Source information:
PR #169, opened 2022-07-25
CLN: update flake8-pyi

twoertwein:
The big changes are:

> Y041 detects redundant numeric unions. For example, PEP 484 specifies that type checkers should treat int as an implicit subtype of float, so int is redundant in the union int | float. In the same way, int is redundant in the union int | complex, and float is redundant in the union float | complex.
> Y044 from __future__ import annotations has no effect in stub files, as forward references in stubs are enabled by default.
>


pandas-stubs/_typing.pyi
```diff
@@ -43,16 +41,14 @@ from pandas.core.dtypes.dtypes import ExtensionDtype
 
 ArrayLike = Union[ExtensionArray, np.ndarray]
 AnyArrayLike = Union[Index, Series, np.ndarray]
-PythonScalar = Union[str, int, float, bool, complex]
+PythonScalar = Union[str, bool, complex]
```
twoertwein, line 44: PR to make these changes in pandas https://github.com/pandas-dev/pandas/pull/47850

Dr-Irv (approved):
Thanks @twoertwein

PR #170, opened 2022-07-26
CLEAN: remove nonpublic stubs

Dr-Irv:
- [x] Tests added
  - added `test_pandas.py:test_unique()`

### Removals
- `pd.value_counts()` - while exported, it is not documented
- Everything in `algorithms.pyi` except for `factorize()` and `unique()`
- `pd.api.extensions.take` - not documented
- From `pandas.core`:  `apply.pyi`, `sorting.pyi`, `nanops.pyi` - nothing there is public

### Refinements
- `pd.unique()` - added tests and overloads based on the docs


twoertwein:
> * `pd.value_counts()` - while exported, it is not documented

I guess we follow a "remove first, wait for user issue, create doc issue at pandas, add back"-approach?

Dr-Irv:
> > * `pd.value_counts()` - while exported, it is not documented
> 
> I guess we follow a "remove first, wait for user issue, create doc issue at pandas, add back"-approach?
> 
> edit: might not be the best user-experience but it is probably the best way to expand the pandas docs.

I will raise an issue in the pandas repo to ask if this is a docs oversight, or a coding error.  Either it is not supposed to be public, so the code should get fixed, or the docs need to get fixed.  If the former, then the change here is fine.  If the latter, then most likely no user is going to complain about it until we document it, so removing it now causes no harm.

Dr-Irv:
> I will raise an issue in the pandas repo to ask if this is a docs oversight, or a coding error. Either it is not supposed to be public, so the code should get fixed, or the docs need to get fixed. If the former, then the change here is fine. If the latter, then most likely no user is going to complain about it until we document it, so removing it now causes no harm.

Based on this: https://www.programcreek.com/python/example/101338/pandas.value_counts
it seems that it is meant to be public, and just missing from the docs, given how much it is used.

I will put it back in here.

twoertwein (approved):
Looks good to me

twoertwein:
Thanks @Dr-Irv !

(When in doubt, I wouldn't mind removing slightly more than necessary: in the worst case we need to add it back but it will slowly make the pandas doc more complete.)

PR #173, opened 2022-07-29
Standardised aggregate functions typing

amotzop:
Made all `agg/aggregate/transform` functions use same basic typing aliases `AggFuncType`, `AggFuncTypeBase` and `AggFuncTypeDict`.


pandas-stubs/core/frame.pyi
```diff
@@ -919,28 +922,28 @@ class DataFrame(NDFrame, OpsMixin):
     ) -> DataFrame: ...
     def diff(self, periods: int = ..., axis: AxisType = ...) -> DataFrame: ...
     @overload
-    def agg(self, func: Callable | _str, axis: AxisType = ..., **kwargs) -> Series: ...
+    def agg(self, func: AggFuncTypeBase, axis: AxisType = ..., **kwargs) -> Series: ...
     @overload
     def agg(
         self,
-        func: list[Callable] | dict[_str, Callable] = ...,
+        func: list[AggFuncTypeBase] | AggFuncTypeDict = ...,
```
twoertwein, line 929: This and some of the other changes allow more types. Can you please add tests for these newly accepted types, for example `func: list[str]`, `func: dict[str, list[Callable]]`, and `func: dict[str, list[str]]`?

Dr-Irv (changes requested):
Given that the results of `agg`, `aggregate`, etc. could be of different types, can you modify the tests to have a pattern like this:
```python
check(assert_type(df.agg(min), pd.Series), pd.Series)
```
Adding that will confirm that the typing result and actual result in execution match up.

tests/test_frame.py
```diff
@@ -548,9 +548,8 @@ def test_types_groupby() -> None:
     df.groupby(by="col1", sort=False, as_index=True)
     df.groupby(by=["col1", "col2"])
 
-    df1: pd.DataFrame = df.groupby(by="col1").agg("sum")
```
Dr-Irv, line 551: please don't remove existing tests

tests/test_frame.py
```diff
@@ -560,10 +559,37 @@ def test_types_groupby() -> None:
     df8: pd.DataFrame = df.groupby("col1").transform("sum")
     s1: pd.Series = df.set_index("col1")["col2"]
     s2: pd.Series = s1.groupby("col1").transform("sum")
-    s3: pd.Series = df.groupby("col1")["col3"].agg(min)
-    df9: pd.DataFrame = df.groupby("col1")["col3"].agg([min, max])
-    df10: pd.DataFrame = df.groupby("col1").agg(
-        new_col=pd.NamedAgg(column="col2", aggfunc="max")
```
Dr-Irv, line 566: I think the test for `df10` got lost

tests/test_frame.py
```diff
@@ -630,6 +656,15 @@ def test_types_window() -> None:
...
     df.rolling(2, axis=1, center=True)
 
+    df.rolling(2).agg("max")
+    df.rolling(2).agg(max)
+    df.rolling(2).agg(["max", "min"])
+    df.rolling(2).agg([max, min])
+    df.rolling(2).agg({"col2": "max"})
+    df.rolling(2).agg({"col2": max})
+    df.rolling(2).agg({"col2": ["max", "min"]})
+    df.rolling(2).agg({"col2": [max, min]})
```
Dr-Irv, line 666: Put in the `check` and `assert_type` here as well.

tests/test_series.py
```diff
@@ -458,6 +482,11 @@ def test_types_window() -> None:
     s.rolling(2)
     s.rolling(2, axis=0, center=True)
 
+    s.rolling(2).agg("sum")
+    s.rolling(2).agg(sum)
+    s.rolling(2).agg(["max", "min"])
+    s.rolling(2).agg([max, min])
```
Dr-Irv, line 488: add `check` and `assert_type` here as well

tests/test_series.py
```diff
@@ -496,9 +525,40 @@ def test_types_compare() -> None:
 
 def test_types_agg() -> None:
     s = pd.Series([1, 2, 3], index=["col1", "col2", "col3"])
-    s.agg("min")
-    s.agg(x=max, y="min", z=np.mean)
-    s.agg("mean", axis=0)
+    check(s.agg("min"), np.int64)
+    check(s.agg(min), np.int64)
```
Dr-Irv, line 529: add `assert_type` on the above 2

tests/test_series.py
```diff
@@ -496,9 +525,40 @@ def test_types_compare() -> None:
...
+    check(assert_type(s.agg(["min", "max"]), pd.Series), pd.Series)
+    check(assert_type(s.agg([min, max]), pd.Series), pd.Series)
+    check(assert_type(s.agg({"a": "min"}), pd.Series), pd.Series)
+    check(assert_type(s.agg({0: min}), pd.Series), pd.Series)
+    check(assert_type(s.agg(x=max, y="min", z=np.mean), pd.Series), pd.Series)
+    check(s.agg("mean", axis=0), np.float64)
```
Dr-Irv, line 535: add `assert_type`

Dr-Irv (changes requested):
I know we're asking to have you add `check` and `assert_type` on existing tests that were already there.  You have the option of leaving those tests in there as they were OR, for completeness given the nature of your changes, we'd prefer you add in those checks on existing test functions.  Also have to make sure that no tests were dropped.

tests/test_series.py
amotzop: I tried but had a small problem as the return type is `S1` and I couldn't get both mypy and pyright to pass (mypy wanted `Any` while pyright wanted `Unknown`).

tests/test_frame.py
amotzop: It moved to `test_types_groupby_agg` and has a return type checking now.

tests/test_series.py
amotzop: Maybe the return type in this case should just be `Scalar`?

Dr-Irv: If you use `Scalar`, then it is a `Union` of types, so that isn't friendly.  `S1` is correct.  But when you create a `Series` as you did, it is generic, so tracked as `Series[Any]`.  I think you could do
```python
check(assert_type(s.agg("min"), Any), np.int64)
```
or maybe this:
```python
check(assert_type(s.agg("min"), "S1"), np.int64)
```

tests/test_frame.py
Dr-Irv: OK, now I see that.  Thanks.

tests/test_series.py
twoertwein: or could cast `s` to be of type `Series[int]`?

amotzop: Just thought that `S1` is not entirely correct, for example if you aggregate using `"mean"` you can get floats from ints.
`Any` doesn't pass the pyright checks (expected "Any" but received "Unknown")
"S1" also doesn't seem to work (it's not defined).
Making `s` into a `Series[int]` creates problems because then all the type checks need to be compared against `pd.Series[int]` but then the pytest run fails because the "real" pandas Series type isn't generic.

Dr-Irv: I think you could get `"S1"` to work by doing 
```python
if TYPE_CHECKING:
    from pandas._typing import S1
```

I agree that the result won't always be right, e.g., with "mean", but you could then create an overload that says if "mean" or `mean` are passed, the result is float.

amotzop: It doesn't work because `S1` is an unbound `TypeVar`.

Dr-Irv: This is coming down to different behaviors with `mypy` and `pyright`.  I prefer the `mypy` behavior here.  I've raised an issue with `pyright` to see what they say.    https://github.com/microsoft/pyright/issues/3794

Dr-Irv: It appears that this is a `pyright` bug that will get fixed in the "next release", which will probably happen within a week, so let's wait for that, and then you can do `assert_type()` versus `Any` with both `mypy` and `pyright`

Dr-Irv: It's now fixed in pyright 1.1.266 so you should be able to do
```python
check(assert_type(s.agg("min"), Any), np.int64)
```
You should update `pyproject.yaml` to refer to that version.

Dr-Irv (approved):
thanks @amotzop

Exercise prompt: Return every line of the entries above that the string "complex" appears in.

Problem solution:
> Y041 detects redundant numeric unions. For example, PEP 484 specifies that type checkers should treat int as an implicit subtype of float, so int is redundant in the union int | float. In the same way, int is redundant in the union int | complex, and float is redundant in the union float | complex.
-PythonScalar = Union[str, int, float, bool, complex]
+PythonScalar = Union[str, bool, complex]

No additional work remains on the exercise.